- TASK DESCRIPTION: Every line with "install" in it should be copied from the data.

- STUDY MATERIAL:
-----
PR #70, opened 2023-05-12
add Dockerfile

mpadge:
Thanks for the invitation @imartinez . This is only a draft for now, because we need to decide whether it should have endpoints exposed.

### DIFF
--- a/Dockerfile
+++ b/Dockerfile
@@ -1,4 +1,4 @@
-FROM ubuntu:latest
+FROM ubuntu:22.04
 
 RUN apt-get update -qq && apt-get install -y \
     git \
--- a/Dockerfile
+++ b/Dockerfile
@@ -12,11 +12,10 @@ RUN cd home \
     && cd privateGPT \
     && pip install -r requirements.txt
-----
- REPLY:
 RUN apt-get update -qq && apt-get install -y \
     && pip install -r requirements.txt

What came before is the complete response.